Well, I’ve looked and looked without success to find a 1/16 scale custom air cleaner. So, can anyone give me an idea of how to find one or to make one? I’m gonna look at Ace hardware for a small thin washer that maybe could work. I don’t know??? Ideas?
Thanks


----------



## Milton Fox Racing (May 27, 2014)

Surprised the 3D people dont have one.

If you are going hardware supply, the thin one might work for the lid but maybe a rubber or hard plastic for the base.


----------



## Milton Fox Racing (May 27, 2014)

How about PVC pipe?
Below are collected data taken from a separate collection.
PR #12673, opened 2026-07-08
refactor(BA-6674): remove outward models -> config/clients imports

fregataa:
## Summary
- Cut the manager models layer's outward imports on `config` and `clients` so it depends only downward (`data`/`common`/`defs`/`errors`).
- Moved health status / DB-connection helpers out of `models/health.py` into `repositories/manager_admin/health.py`.
- `ImageRow.get_min_slot()` now takes `slot_units`, and `ModelServiceHelper.check_extra_mounts()` now takes `allowed_vfolder_types`, instead of a `LegacyEtcdLoader`.
- Removed the `models/storage.py` backward-compat re-export of `StorageSessionManager`; consumers import it directly from `clients.storage_proxy`, while models-internal usages go through a new `StorageManagerProtocol` and a shared `is_noop_host` helper in `common/defs`.

## Test plan
- [x] `pants fmt` / `pants fix` / `pants lint` (includes visibility rules)
- [x] `pants check` (mypy) — confirms Protocol structural conformance
- [x] `pants test` — unit + component (vfolder, vfs_storage, group, user, deployment)

Resolves BA-6674


HyeockJinKim (approved):
It's a little unclear why it was added as a general function, but let's address that in a future update.

PR #12679, opened 2026-07-08
fix(BA-6794): retain announcement message when disabling

### LINKED ISSUE #12678: Disabling an announcement deletes the message; update_announcement discards the message on the disable path
## Summary

The manager announcement API (`POST /manager/announcement`) accepts both `enabled` and `message`, but when `enabled=false` the service deletes the etcd key and silently discards the provided `message`. There is no way to represent a "disabled but retained" announcement, so disabling permanently loses the message.

## Current behavior

Code: `src/ai/backend/manager/services/manager_admin/service.py`

- Storage: a single etcd key `manager/announcement` holds only the message string. There is no separate `enabled` field — `enabled` is derived from key existence.
- `get_announcement`: key present → `{enabled: true, message: <data>`}; key absent → `{enabled: false, message: ""`}.
- `update_announcement`: if `enabled` → `etcd.put("manager/announcement", message)`; else → `etcd.delete("manager/announcement")` (the `message` argument is ignored on the disable branch).
- Consequence: `POST {enabled: false, message: "..."`} discards the message and removes the announcement. Re-enabling requires retyping the message. The state `enabled=false` with a retained `message` is not representable.

## Why this is a problem

The API surface (`enabled` + `message`) implies a caller can keep a message while disabled, but the storage model conflates `enabled` with key existence, so that state cannot exist. Accepting `message` on the disable path and silently dropping it is misleading and causes data loss.

## Expected (choose one product direction)

- (a) Store `enabled` and `message` separately so disabling retains the message (draft preserved across enable/disable), or
- (b) If "disable = remove announcement" is the intended product behavior, drop `message` from the disable path / document that it is ignored so the API is not misleading.

## Reproduction

1. Set an announcement with a non-empty message (enabled).
1. `POST /manager/announcement` with `{enabled: false, message: "keep me"`}.
1. `GET /manager/announcement` → `{enabled: false, message: ""`} — the message is gone.

## Frontend context (informational)

Surfaced while building the WebUI announcement edit modal (webui PR #8067 / FR-3223); the WebUI sends both fields and the discarded message shows up as "content disappears when disabling."

JIRA Issue: BA-6794

agatha197:
resolves #12678 (BA-6794)

## Problem

`POST /manager/announcement` accepts both `enabled` and `message`, but the announcement was stored as a **single** etcd key (`manager/announcement`) holding only the message, with `enabled` derived from key existence. Disabling (`enabled=false`) **deleted** the key, so the message was discarded. There was no way to represent a "disabled but retained" announcement, and disabling permanently lost the text even though the API accepts a `message` on that path.

## Change

Store the message and the enabled flag under **separate** etcd keys:

- `manager/announcement` — the message text
- `manager/announcement_enabled` — `"true"` / `"false"`

`update_announcement` now writes the message only when one is provided, so a disable request without a message preserves the stored text and merely flips the flag. Enabling still rejects an empty message; passing an explicit empty message clears the stored text. Announcements written before the flag existed (message key present, no flag key) are treated as enabled for backward compatibility. `get_announcement` reads both keys and returns `enabled`/`message` independently.

## Before / after

- **Before:** `POST {enabled: false, message: "x"}` → key deleted → `GET` returns `{enabled: false, message: ""}` (message lost).
- **After:** same request → `GET` returns `{enabled: false, message: "x"}` (message retained, just hidden).

## Tests

Updated `tests/component/operations/test_operations.py` and `tests/integration/operations/test_operations.py` to assert the message is retained on disable and cleared only on an explicit empty message.

## Frontend note

The WebUI announcement banner (lablup/webui) currently renders based on message presence only; a follow-up will gate it on `enabled` so a disabled-but-retained announcement stays hidden. Related: FR-3223.

**Checklist:**

- [x] Test case(s) demonstrating the before/after difference


src/ai/backend/manager/services/manager_admin/service.py
```diff
@@ -28,6 +28,14 @@
 
 __all__ = ("ManagerAdminService",)
 
+# etcd keys backing the system announcement. The message and the enabled flag
+# are stored under separate keys so that disabling an announcement hides it
+# without discarding the message (re-enabling does not require retyping). The
+# flag key is a sibling of — not a child of — the message key to avoid
+# parent/child ambiguity when reading the message key.
+_ANNOUNCEMENT_MESSAGE_KEY = "manager/announcement"
+_ANNOUNCEMENT_ENABLED_KEY = "manager/announcement_enabled"
```
HyeockJinKim: Does a key need to be added?

agatha197: Good catch — dropped the extra key. It is now stored as a single JSON object `{"enabled": bool, "message": str}` in the existing `manager/announcement` key (f9a397f57), so no new key is added and get/update stay atomic (one read / one write). Legacy bare-string values are still read as enabled for backward compatibility.

HyeockJinKim: Adding `announcement_enabled` as a key does not seem to be a valid justification.
It seems more appropriate to read the existing value and distinguish subpaths in the format of `announcement/enabled` and `announcement/message`.

HyeockJinKim: Since this seems like an area where migration would be possible without any issues, please take a look at it.

src/ai/backend/manager/services/manager_admin/service.py
```diff
@@ -82,23 +91,43 @@ async def update_status(
...
+            data = json.loads(raw)
+        except (ValueError, TypeError):
+            data = None
+        if isinstance(data, dict) and "enabled" in data and "message" in data:
+            return GetAnnouncementActionResult(
+                enabled=bool(data["enabled"]), message=str(data["message"])
+            )
+        # Legacy value: the key used to hold a bare message string. Treat its
+        # presence as an enabled announcement for backward compatibility.
+        return GetAnnouncementActionResult(enabled=True, message=raw)
```
HyeockJinKim: That wasn't what I meant—I was saying that reading the announcement is set as the fallback. As you mentioned, the key is used to separate "enabled" and "message," and if there's no value at that location, the system simply reads the "read" as a fallback.
After that, "write" is used to separate the keys.

HyeockJinKim (changes requested):

src/ai/backend/manager/services/manager_admin/service.py
agatha197: Applied as suggested (8aa959518). The message and enabled flag are now stored under separate subpaths — `manager/announcement/message` and `manager/announcement/enabled` — written together in a single `put_prefix` transaction.

On read, when the split keys are absent we fall back to the legacy bare `manager/announcement` key (treating its presence as enabled), exactly as you described. The first write migrates to the split layout and drops the legacy key so stale data doesn't linger.

Behavior is unchanged: disable retains the stored message, enable still rejects an empty message, and an explicit empty message clears the text. fmt/lint/mypy and the component/integration tests pass.

HyeockJinKim (approved):
I made the correction.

If you can find a close diameter - you could then customize the height!


----------



## BABYBURR (Nov 4, 2021)

Great ideas guys. Thanks


----------



## aussiemuscle308 (Dec 2, 2014)

it depends what style you're looking for and how much you're willing to spend.
try sandwiching foam between styrene disks. the foam from meat trays looks quite reasonable.
or








Air Cleaner 5/8 x 5/32 (1/25 & 1/24)


Visit Model Roundup for Model Car Kits - The best site for plastic model car kits! We have a large variety of current and out of production vintage plastic and resin model car kits to choose from. We also carry detailing and finishing supplies such as paints, photo-etch, decals, and adhesives.



www.modelroundup.com












1:12 Scale Air Filter by JatoTheRipper on Shapeways


Check out 1:12 Scale Air Filter by JatoTheRipper on Shapeways and discover more 3D printed products in Vehicles.




www.shapeways.com


----------



## Andy Oldenburg (Feb 16, 2021)

There are so many air cleaner designs possible. My usual first step is to check out the net what kind of styles are common with the model i´m planing to build. Or I just doodle around and discover something striking, interesting or matching to my plans. Second step is checking my skills and materials, if I can build it myself (sheet styrene, foam, metal...). If not, then you can check suppliers. Good luck!


----------